EuGH: Wein darf nicht als "bekömmlich" beworben werden

Das Unionsrecht verbietet für Getränke mit einem Alkoholgehalt von mehr als 1,2 Volumenprozent, also u. a. für Wein, jede „gesundheitsbezogene Angabe“ in der Etikettierung und der Werbung. Aufgrund der mit dem Konsum alkoholischer Getränke zusammenhängenden Gefahren wollte der Unionsgesetzgeber die Gesundheit der Verbraucher schützen, deren Konsumgewohnheiten durch solche Angaben unmittelbar beeinflusst werden können.

Deutsches Weintor ist eine Winzergenossenschaft mit Sitz in Ilbesheim im Bundesland Rheinland-Pfalz (Deutschland). Sie vermarktet Weine der Rebsorten Dornfelder und Grauer/Weißer Burgunder unter der Bezeichnung „Edition Mild“ mit dem Zusatz „sanfte Säure“.

Auf dem Etikett heißt es u. a.:

„Zum milden Genuss wird er durch Anwendung unseres besonderen LO3 Schonverfahrens zur biologischen Säurereduzierung.“

Die Halsschleife der Weinflaschen trägt den Aufdruck „Edition Mild bekömmlich“. Im Preisverzeichnis wird der Wein als „Edition Mild – sanfte Säure/bekömmlich“ bezeichnet.

Die im Bundesland Rheinland-Pfalz für die Überwachung des Vertriebs alkoholischer Getränke zuständige Behörde beanstandete die Verwendung der Bezeichnung „bekömmlich“ mit der Begründung, dass es sich um eine nach dem Unionsrecht verbotene „gesundheitsbezogene Angabe“ handle.

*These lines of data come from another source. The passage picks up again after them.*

Issue #4766, opened 2021-12-07
Decouple original and generated sources from a pause point


jaril:
Right now, we can only toggle between a selected source's alternate source when we're paused. It should be possible to do so without being paused.

https://github.com/RecordReplay/devtools/blob/master/src/devtools/client/debugger/src/reducers/pause.js#L368-L370

jaril:
Related to #5345.

PR #5699, opened 2022-03-09
Decouple SourcemapToggle from the current pause (#4766)

### LINKED ISSUE #5345: "No sourcemaps found" shown even if there are sourcemaps
If you look at the source of a bundle while _not_ being paused in that source, Replay shows:
Screenshot_2022-02-17_18-48-54
But this is not necessarily the case: the issue is that there are many original sources associated with a bundle and we don't know which one you're interested in, so we can't select an alternate source.

hbenl:
Currently it is only possible to switch to an alternate source if we're paused in the current source.
With this PR, if we're not paused in the current source we try to find a unique alternate source and allow the user to switch to that.
If there are no alternate sources, the "No sourcemaps found" message is shown.
If there are multiple alternate sources, the SourcemapToggle is hidden.
This also fixes #5345 (and some assertion messages and types in `ThreadFront`).

### DIFF
--- a/src/protocol/thread/thread.ts
+++ b/src/protocol/thread/thread.ts
@@ -1066,7 +1066,7 @@ class _ThreadFront {
           return { sourceId: id };
         }
         kind = minifiedInfo.kind;
-        assert(kind != "prettyPrinted", "source kind must be prettyPrinted");
+        assert(kind != "prettyPrinted", "source kind must not be prettyPrinted");
       }
       if (kind == "sourceMapped") {
         originalId = id;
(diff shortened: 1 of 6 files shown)


src/protocol/thread/thread.ts
```diff
@@ -1173,7 +1173,7 @@ class _ThreadFront {
     return kind == "sourceMapped";
   }
 
-  preferSource(sourceId: SourceId, value: SourceId) {
```
jaril, line 1176: lol

jaril (approved):

Issue #5696, opened 2022-03-09
ObjectInspector shows "Invalid object"


hbenl:
Reported by @Andarist in Discord: https://discord.com/channels/779097926135054346/840240266569187380/950892152827822110
STR: open this link: https://app.replay.io/recording/composed-conditional-type-expands-into-union-of-its-its-branches--3362459f-d68d-40af-997b-7f407643f642?point=20686870556443395751999&time=2.2467751632049273&hasFrames=true and hover over `array` in the editor.

PR #5700, opened 2022-03-09
Don't assume an array-like object must have a length property (#5696)

hbenl:


abstractalgo (approved):

Andarist:
Out of curiosity - what’s an array-like in this context? I’ve always called array-likes objects that **have** length property and numeric properties. It seems that the first one doesnt have to always be true for those 🤔

hbenl:
It's purely based on classname:
https://github.com/RecordReplay/devtools/blob/3258b2d1099dae85cb5b48c135f8ddda900123de/src/devtools/packages/devtools-reps/reps/array.js#L175-L192
And the title of this PR is slightly inaccurate: it should say "... must have a length *own* property".
In the example there is one array that apparently is an instance of a class derived from `Array`. This instance's prototype (i.e. the derived class) does not have a `length` own property (but the `Array` class interestingly has one, always set to 0).

PR #5702, opened 2022-03-09
Add Storybook to CI on PRs

abstractalgo:
Based on https://github.com/RecordReplay/devtools/pull/5668#discussion_r822208891, this adds Storybook to CI as a job that enables us to catch when we break Storybook asap.

### DIFF
--- a/.github/workflows/storybook.yml
+++ b/.github/workflows/storybook.yml
@@ -1,0 +1,13 @@
+name: Storybook
+
+on: [pull_request, workflow_dispatch]
+
+jobs:
+  build-storybook:
+    runs-on: ubuntu-latest
+    steps:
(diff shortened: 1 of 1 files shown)


jasonLaster (approved):

.github/workflows/storybook.yml
```diff
@@ -0,0 +1,13 @@
...
+
+jobs:
+  build-storybook:
+    runs-on: ubuntu-latest
+    steps:
+      - uses: actions/checkout@v2
+      - name: Install Deps
+        run: npm install
+      - name: Build Storybook
+        run: npm run build-storybook
```
jasonLaster, line 13: would love to go one step further at some point and add a jest test for viewing the different stories

PR #5714, opened 2022-03-10
DevTools loading

### LINKED ISSUE #5063: DevTools can take awhile to load
When we talked to Victor, the devtools panel took awhile to load. 

Here's what we saw:

1. The viewer opened quickly
2. The ViewToggle showed up quickly
3. Clicking the DevTools button transitioned quickly
4. The NonDev view seemed stuck and did not transition to the DevView quickly

abstractalgo:
Closes #5063.

- [ ] profile
  - [x] Chrome profiler
  - [ ] Firefox profiler
  - [x] React DevTools profiler
- [ ] compare: base behavior vs lazy vs lazy+preload vs lazy+preload+commit hiddden
- [ ] figure out why layout thrasing happens for some of the panels, fix it (just React deciding to flush changes so far?)
- [ ] lazy load each of the panels separately
  - [x] Console
  - [ ] Editor
    - [ ] can we swap CodeMirror for something more lightweight?
  - [x] ~~Elements?~~ (Elements is pretty lightweight and always loads progressively, so not an issue)
- [ ] see what better strats there are for CodeMirror (https://github.com/RecordReplay/devtools/pull/5789)
  - [ ] e.g. plain text render (uncolored) and lazy render CodeMirror
- [ ] optimize sidepanel rerender (don't re-mount it)

Removing `framer-motion` was actually significant (https://github.com/RecordReplay/devtools/pull/5413).

Nifty resources:
- https://reactjs.org/docs/react-api.html#reactlazy
- https://medium.com/hackernoon/lazy-loading-and-preloading-components-in-react-16-6-804de091c82d
- https://www.youtube.com/watch?v=XgDus4lPmR8
  - https://philipwalton.com/articles/idle-until-urgent/

### Sample capture no. 1

Visible DevTools panels: Console, everything else just default.

image

image

Timings: 
- other panels and components (DebuggerLoader, SecondaryToolbox, ToolboxOptions, ObjectInspectors,...): ~100ms
- Console (JSTerm + recalc style + layout + CodeMirror): ~170ms

**Conclusion:** layout thrashing and CodeMirror (Console's) biggest culprits.

### Sample capture no. 2

Visible DevTools panels: Editor, Console, everything else pretty much just default.

image

Timings:
- other panels: ~140ms
- Console (layout thrashing + CodeMirror): ~300ms
- Editor (CodeMirror + reupdates): ~130ms
- pause: ~60m
- CodeMirror update: ~60ms
- SourcesTree: ~60ms

---

**Finding:** the comments pane gets re-mounted and that stalls things as well. This includes re-fetching comments data and also not-so-trivial TipTap editor rendering. (not just comments, but entire `<SidePanel>`)


abstractalgo:
Thinking about some unified approach where each component can load itself async, render itself async, so that everything in the UI that depends on such components could get unblocked asap.

This can also be very tricky because we may trash the layout a couple of times instead of ~once. But we should be able to minimize the scope of thrashing, because every component never reaches outside its bounds.

Basically, we want the main layout (viewer or devtools), with its general section sizes, to appear close to immediately and then have spinners/loaders for each of the sections until they load themselves. This should also fit well with changes to the current point (i.e. click on a timeline) - some components need to re-fetch themselves (or their data loaded from somewhere above), and some are (more or less) fine between changes to the current point.

Does this kind of behavior point to the larger architectural need to satisfy it?

abstractalgo:
As discussed, we should try out a "two-phase loading" - delay rendering until some further point in time instead of rendering all at once.

markerikson (approved):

Deutsches Weintor erhob daher vor den deutschen Gerichten Klage auf Feststellung, dass sie befugt sei, diese Bezeichnung zur Etikettierung der betreffenden Weine und in der Werbung für diese zu verwenden. Sie macht im Wesentlichen geltend, dass die Bezeichnung „bekömmlich“ keinen Gesundheitsbezug aufweise, sondern nur das allgemeine Wohlbefinden betreffe ...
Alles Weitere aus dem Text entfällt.